[AIM OF THE EXERCISE] Scan the listing for "data" and copy out each line that has it.

[ENTRIES SUPPLIED]
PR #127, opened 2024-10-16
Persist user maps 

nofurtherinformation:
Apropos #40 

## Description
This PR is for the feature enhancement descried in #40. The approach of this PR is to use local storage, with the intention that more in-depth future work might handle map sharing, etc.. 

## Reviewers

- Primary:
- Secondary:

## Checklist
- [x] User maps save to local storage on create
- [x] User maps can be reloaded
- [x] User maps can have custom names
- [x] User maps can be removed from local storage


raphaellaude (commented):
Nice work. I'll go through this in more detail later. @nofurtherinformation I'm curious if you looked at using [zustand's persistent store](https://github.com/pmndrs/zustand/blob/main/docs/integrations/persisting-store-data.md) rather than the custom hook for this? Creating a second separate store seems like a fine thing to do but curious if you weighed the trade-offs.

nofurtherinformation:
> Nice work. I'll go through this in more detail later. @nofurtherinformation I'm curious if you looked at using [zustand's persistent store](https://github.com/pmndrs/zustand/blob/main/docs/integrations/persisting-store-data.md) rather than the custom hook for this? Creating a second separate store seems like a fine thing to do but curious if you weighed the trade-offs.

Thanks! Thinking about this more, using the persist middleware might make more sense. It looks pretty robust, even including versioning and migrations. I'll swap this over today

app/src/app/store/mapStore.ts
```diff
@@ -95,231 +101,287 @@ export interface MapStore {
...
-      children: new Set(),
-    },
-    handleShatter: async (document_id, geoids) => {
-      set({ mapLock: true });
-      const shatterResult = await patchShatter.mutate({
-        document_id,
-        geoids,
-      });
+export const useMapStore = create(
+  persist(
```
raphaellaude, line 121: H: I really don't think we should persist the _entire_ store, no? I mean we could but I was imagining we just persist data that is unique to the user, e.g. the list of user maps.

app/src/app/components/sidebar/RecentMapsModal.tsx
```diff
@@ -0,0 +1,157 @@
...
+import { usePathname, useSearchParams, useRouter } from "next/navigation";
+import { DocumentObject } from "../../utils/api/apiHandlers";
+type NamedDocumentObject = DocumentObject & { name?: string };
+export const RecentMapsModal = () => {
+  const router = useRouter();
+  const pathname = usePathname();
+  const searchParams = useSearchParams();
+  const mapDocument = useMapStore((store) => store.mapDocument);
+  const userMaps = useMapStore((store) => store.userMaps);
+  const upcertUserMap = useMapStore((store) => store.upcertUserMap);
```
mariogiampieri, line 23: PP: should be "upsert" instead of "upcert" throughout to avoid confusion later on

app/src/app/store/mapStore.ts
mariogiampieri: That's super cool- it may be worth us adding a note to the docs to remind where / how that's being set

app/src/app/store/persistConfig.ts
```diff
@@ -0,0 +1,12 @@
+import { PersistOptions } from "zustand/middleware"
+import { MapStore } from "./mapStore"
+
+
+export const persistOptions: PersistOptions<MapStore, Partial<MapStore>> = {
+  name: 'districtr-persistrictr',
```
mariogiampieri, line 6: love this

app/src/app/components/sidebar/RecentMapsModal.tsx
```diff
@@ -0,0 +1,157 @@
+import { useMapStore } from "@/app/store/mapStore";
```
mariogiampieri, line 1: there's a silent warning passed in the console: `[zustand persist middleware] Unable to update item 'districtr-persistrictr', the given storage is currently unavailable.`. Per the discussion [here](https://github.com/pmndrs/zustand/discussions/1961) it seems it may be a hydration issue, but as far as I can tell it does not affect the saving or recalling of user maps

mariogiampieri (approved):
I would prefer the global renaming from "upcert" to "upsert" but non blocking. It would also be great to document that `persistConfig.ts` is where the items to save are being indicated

[RESPONSE AREA]
Nice work. I'll go through this in more detail later. @nofurtherinformation I'm curious if you looked at using [zustand's persistent store](https://github.com/pmndrs/zustand/blob/main/docs/integrations/persisting-store-data.md) rather than the custom hook for this? Creating a second separate store seems like a fine thing to do but curious if you weighed the trade-offs.
> Nice work. I'll go through this in more detail later. @nofurtherinformation I'm curious if you looked at using [zustand's persistent store](https://github.com/pmndrs/zustand/blob/main/docs/integrations/persisting-store-data.md) rather than the custom hook for this? Creating a second separate store seems like a fine thing to do but curious if you weighed the trade-offs.
raphaellaude, line 121: H: I really don't think we should persist the _entire_ store, no? I mean we could but I was imagining we just persist data that is unique to the user, e.g. the list of user maps.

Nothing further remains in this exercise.